Not much happens at first beyond Julie’s amusingly testy, politely antagonistic exchange at check-in with the hotel receptionist (a dryly funny Carly-Sophia Davies). The women settle into their room, a cozy double lined with toile wallpaper and furnished with separate beds and some strategically placed mirrors that Hogg soon has wicked fun with. Mother and daughter are close, though Julie’s doting on Rosalind isn’t always welcome. Rosalind spends a lot of time in bed; she also seems untroubled by the mansion’s eerie noises, its spooky gloom and the loud rhythmic banging that keeps Julie up at night.
Given Hogg’s interest in memory and her expressionistic use of space it was perhaps inevitable that she’d make a ghost story, though “The Eternal Daughter” doesn’t as much conform to the genre template as playfully nip at its edges. It’s not for nothing that the first words you hear are “well, there was something strange….” Yet while Hogg comes at genre obliquely, she also makes great use of horror’s greatest hits by deploying creaking doors, billowing curtains and ominous shadows. And then there’s the pale-gray face at a window that Julie sees at night while out walking the dog.

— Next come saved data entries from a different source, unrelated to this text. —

PR #6926, opened 2014-01-29
Out of memory when inspect large sparse array

litmit:
util.inspect crashes Node when I  inspect large sparse array (even empty!)

Try in Node's REPL:

```
> new Array(0xffffffff)
```

Output:

```
FATAL ERROR: JS Allocation failed - process out of memory
```

But this work:

```
var a = new Array(0xFFFFFFFF)
a[0xFFFFFFFF]=1
console.log(a[0xFFFFFFFF],a.length);
```

It is possible to detect large arrays in util.inspect and not output them at whole or replace them with some stub like this:

```
[ 1, 20, 6,
... 2000000 elements skipped ...
34, 68, 30]
```

?

### DIFF
--- a/lib/util.js
+++ b/lib/util.js
@@ -19,6 +19,7 @@
 // OTHERWISE, ARISING FROM, OUT OF OR IN CONNECTION WITH THE SOFTWARE OR THE
 // USE OR OTHER DEALINGS IN THE SOFTWARE.
 
+var MAX_SPARSE_ARRAY_GAP = 10;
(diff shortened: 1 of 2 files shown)


jasnell:
@trevnorris ... what do you think about this one? Obviously it was never rebased. I'm fine with closing it. A new PR against nodejs/node master would likely be the best option.

jasnell:
@litmit ... at this point, this would need to land against http://github.com/nodejs/node master. If you want to pursue, please update and open a new PR.

Issue #6943, opened 2014-01-22
util.inspect() on process.config() and os.networkInterfaces() contains escaped line breaks "\n" 


HansHammel:
1. problem:  log entries contain "\n" instead of line breaks 
2. problem: while on windows, line break should be "\r\n"

reproduced like so:

```
Logger.info('PROCESS: ' + util.inspect(process.config, {
  showHidden: false,
  depth: null,
  colors: false,
  customInspect: false
}));
```

outputs in log file:

```
{"level":"info","message":"PROCESS: { target_defaults: \n   { cflags: [],\n     default_configuration:      [...]
```

should be:

```
{"level":"info","message":"NETWORK: { target_defaults: 
   { cflags: [],
     default_configuration:      [...]
```

Logger is a Winston File Logger
while e.g. `util.inspect(process.memoryUsage()));` and others are fine, the output of `util.inspect(os.networkInterfaces())` and `util.inspect(process.config())` are broken (^)

Maybe a Winston problem (Winston uses unix line breaks only) !?

jasnell:
Marking this as a feature request as it does not actually appear to be a bug. Rather, the discussion aims towards making the line length configurable somehow.

PR #6991, opened 2014-01-29
lib: Add "wrap" option to util.inspect to disable or set line length

thomseddon:
Previously inspect would always wrap if the string exceeded 60 chars.

Now the "wrap" option can either be set to false, to disable wrapping, to an explicit number to enable wrapping at that length, or true to revert to the previous default wrapping length of 60 (default behaviour).

Follows on from #6943


jasnell:
@trevnorris ... any further thoughts on this? I'm inclined to think this should be closed here and reopened against http://github.com/nodejs/node.

jasnell:
@thomseddon ... at this point, because this is an API change, if you'd like to pursue this, please open a new PR against master on http://github.com/nodejs/node.

PR #7094, opened 2014-02-10
module: fix addition of filetypes, if require ends with ..

robertkowalski:
Given my home-directory is `/Users/rocko` - and I have a file named
`npm.json` in it and also a repository with name `npm`, which is a
node-module.

When try to require the `/Users/rocko/npm/index.js` two direcotry
levels down in the npm folder (e.g. `/Users/rocko/npm/test/tap`)
with `require("../../")` node will load `/Users/rocko/npm/index.js`.

When I use `require("../..")` node will load `/Users/rocko/npm.json`
which is fixed by this commit.

### DIFF
--- a/lib/module.js
+++ b/lib/module.js
@@ -167,20 +167,21 @@ Module._findPath = function(request, paths) {
   // For each path
   for (var i = 0, PL = paths.length; i < PL; i++) {
     var basePath = path.resolve(paths[i], request);
+    var stats = statPath(basePath);
     var filename;
 
     if (!trailingSlash) {
       // try to join the request to the path
       filename = tryFile(basePath);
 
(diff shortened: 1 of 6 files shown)


jasnell:
@robertkowalski ... still need/want this?

robertkowalski:
it landed in io.js along with other improvements to the module loader

jasnell:
Do you see a reason to land it in v0.12? Or can we close this and pick it up under the converged stream?

robertkowalski:
it is a bugfix, but a breaking fix. the idea was to land it in 0.11 and get it into the 0.12 release. i am happy if it lands in the next versions, so we can close it. :)

PR #6328, opened 2014-02-14
Add path.common(path1/*, ...pathn*/);

medikoo:
``` javascript
var path = require('path');

path.common('/lorem/ipsum/foo/bar', '/lorem/ipsum/raz/dwa', '/lorem/elo/foo/bar'); //  => '/lorem'

path.common('/foo/bar', '/raz/dwa'); // => '/'

path.common('C:\\\\foo\\bar', 'D:\\\\foo\\bar'); // => null
```

I have use case for it in few of my modules (using counterparts for now), and I wonder why it's not part of `path` API.

I'll be happy to provide a pull request, but before that I'd like to be sure that you're open for such add on.

### DIFF
--- a/lib/path.js
+++ b/lib/path.js
@@ -84,6 +84,16 @@ if (isWindows) {
     return '\\\\' + device.replace(/^[\\\/]+/, '').replace(/[\\\/]+/g, '\\');
   };
 
+  var normalizeForCommon = function (path) {
+    if (!util.isString(path)) {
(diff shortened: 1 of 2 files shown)


jasnell:

medikoo:
@jasnell at some point I'll probably propose it for http://github.com/nodejs/node at this point as there are two projects, it hardly make sense

Issue #6415, opened 2013-10-25
readline with multi-line question (\n) repeats whole question on backspace/delete


Rob--W:
When a question passed to `readline.question` contains a `\n` character, pressing Enter/Backspace causes the previous questions to be repeated.

Example:

```javascript
var rl = require('readline').createInterface({
    input: process.stdin,
    output: process.stdout
}); 
rl.question('First\nSecond\nThird ', function(answer) {
    rl.close();
    console.log('Result = ' + answer);
});
```

Output:
```
First
Second
Third |
```

After pressing any key, say, "xX"

```
First
Second
Third xX|
```

Now, press backspace to observe the bug:

```
First
Second
First
Second
Third x|
```

As you can see, the last line disappeared, and the whole question is repeated.

Node v0.10.21 on Linux.

jasnell:
Unable to reproduce. Closing. Can reopen if necessary

PR #7128, opened 2014-02-15
lib/readline.js: Fix backspace for multi-line(\n)

Ben-Waters:
Add additional parameter to cursorTo in _refreshLine to ensure that
the cursor moves to the top left row as well as the far left column
This prevents multi-line output from repeating previous lines.

Calculate the cursor position relative to the last line by splitting
the prompt text on newline characters.

Fixes joyent/node#6415

### DIFF
--- a/lib/readline.js
+++ b/lib/readline.js
@@ -228,7 +228,7 @@ Interface.prototype._refreshLine = function() {
   }
 
   // Cursor to left edge.
-  exports.cursorTo(this.output, 0);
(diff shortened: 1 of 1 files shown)


jasnell:
@balupton ... just wanted to check on this. @indutny had asked for a test case to be added before landing. It appears to have stalled out at that point. If this is something that you'd still like to pursue, it would likely be best to (a) add the test case then (b) close this here and open a new PR against master on http://github.com/nodejs/node (the current active development branch).

PR #7132, opened 2014-02-16
http: Improve HTTP Expect header handling

### LINKED ISSUE #4651: Improve HTTP Expect header handling
Handling of the HTTP `Expect` header was implemented in #316.  However, the http module simply [checks](https://github.com/joyent/node/blob/v0.8.18/lib/http.js#L1878-1890) to see if the header's value is `100-continue`.

If it is, it applies logic to either raise the `checkContinue` event or simply send a `HTTP/1.1 100 Continue`.

However, if it is anything else, http simply ignores the header.  This is a violation of [the spec](http://www.w3.org/Protocols/rfc2616/rfc2616-sec14.html#sec14.20), which [allows](http://www.w3.org/Protocols/rfc2616/rfc2616-sec14.html#sec14.20) for values other than `100-continue`.

> A server that does not understand or is unable to comply with any of the expectation values in the Expect field of a request MUST respond with appropriate error status. The server MUST respond with a 417 (Expectation Failed) status if any of the expectations cannot be met or, if there are other problems with the request, some other 4xx status.
> 
> This header field is defined with extensible syntax to allow for future extensions. If a server receives a request containing an Expect field that includes an expectation-extension that it does not support, it MUST respond with a 417 (Expectation Failed) status.

Application authors should not have to manually check the `Expect` header just to properly handle a protocol detail.  http should be able to send a 417 automatically.

Of course, the flip side of this is that application authors should be able to handle custom `Expect` values.

I propose:
1. By default, respond with a 417 error for unknown `Expect` values.
2. Extend the current handling of the `Expect` header to allow applications to hook in and prevent the default response.

For example, we could add a `checkExpectation` event that works somewhat like `checkContinue`: if there are no listeners, respond with a 417.  If there are listeners, just pass the request and response objects to the listeners.

Alternatively, we could add an option to `http.Server` that controls whether or not unknown expectations are automatically handled.  If disabled, we'd leave it up to the app's normal request handling code, which would have to explicitly check the `Expect` header's value.

faridnsh:
Just following the spec:
http://www.w3.org/Protocols/rfc2616/rfc2616-sec14.html#sec14.20

Fixes #4651

Note that, Now we have the following pattern 3 times in the _http_server.js:

```
if (EventEmitter.listenerCount(self, 'someEventName') > 0) {
    self.emit('someEventName');
} else {
     // Do something as default
}
```

I think maybe we should move it to a function, though didn't have any good idea for the name of the function. Something like this. If you guys give me a good name, I'll refactor it.

I also see this pattern in userland too. Maybe it should be a event emitter prototype method name `setDefaultListener` that will set the default action when there's no listeners but won't do anything when there are listeners to a particular event.

### DIFF
--- a/doc/api/http.markdown
+++ b/doc/api/http.markdown
@@ -115,6 +115,17 @@ request body.
 Note that when this event is emitted and handled, the `request` event will
 not be emitted.
 
+### Event: 'checkExpectation'
+
+`function (request, response) { }`
+
+Emitted each time a request with an http Expect header is received, where the
+value is not 100-continue. If this event isn't listened for, the server will
+automatically respond with a 417 Expectation Failed as appropriate.
+
+Note that when this event is emitted and handled, the `request` event will
+not be emitted.
+
 ### Event: 'connect'
 
 `function (request, socket, head) { }`
--- a/lib/_http_server.js
+++ b/lib/_http_server.js
@@ -492,14 +492,22 @@ function connectionListener(socket) {
     }
 
     if (!util.isUndefined(req.headers.expect) &&
-        (req.httpVersionMajor == 1 && req.httpVersionMinor == 1) &&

The mother and daughter, their differences, similarities, tenderness and love are the story, which Hogg fills in with chatter, reminiscences, precise details, private rituals and lingering looks. You see how Julie methodically, and with a hint of odd urgency, unpacks her luggage, and how Rosalind daintily removes a tablet from a pillbox. And while you may shriek in mock-horror at some mother-daughter passive-aggression — “What do you think, Mum?” Julie asks of Rosalind, who answers “What do you think?” — Hogg doesn’t peel away the character’s psychological layers. Their mysteries, as she will tenderly reveal, lie elsewhere.

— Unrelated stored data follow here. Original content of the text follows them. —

PR #7137, opened 2014-02-17
domain: remove multiple of the same from stack

### LINKED ISSUE #7136: Domain stays in effect after exit() if called in nextTick()
``` javascript

var d = domain.createDomain();
d.on('error', function (err) {
    console.log(err.message);
});

d.enter();

process.nextTick(function () {
    d.exit();
    throw new Error('Eh?');
});
```

Reported originally in https://github.com/spumko/hapi/issues/1299

trevnorris:
If a domain is active when the callback is called, then the domain is
entered. When the user manually enters a domain before the callback is
run then there will be a duplicate copy of the domain in the stack.

Instead remove to the first instance of the domain pushed to the stack.

This will fix #7136

### DIFF
--- a/lib/domain.js
+++ b/lib/domain.js
@@ -138,7 +138,7 @@ Domain.prototype.enter = function() {
 Domain.prototype.exit = function() {
   // skip disposed domains, as usual, but also don't do anything if this
   // domain is not on the stack.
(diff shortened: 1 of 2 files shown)


trevnorris:
yup, nope.

PR #7162, opened 2014-02-21
doc: fix grammar in fs.writeFile

rudolf:


jasnell:
Already landed in nodejs/node

PR #7237, opened 2014-03-04
url: url.parse requires URL encoded strings

Swaagie:
Related to https://github.com/joyent/node/pull/7236 and https://github.com/joyent/node/pull/7234


jasnell:
-1 on landing this. `url.parse` works without the input being encoded (although it ought to be). The existing documentation is accurate. Closing but can reopen if necessary. /cc @joyent/node-tsc

PR #7242, opened 2014-03-04
domain: fix parents tracking

xaka:
We cannot use current stack to keep track of domains chain and their
parents for exceptions handling, we need an additional property to do
so. The reason behind it is an asynchronous code that throws an
exception and so when domain is handling that exception, the stack is
empty and there is no way to get the parent.


jasnell:
At this point, this PR definitely will not land. If there are changes here that need to be captured, then they need to be updated and a new PR opened in nodejs/node

PR #9090, opened 2015-01-24
Adding wrappers for missing OpenSSL SSL methods.

cmuellner:
This patch adds support for the following selectable SSL/TLS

Notable effort has gone into visually distinguishing Julie and Rosalind beyond just their hair and clothes, including the use of some discreet makeup and careful lensing. Even so, the characters look more conspicuously alike than not, a resemblance that underlines their bonds, familial and otherwise, even as it evokes the figure of the doppelgänger, another horror staple. In classic examples, the doppelgänger serves as a sinister, even monstrous double (Dr. Jekyll, meet Mr. Hyde). Here, the doubling can be subtle, but it does suggest that there are alternative realities in play, an idea that Hogg conveys early on with some clever, destabilizing mirrored images — something definitely weird this way comes.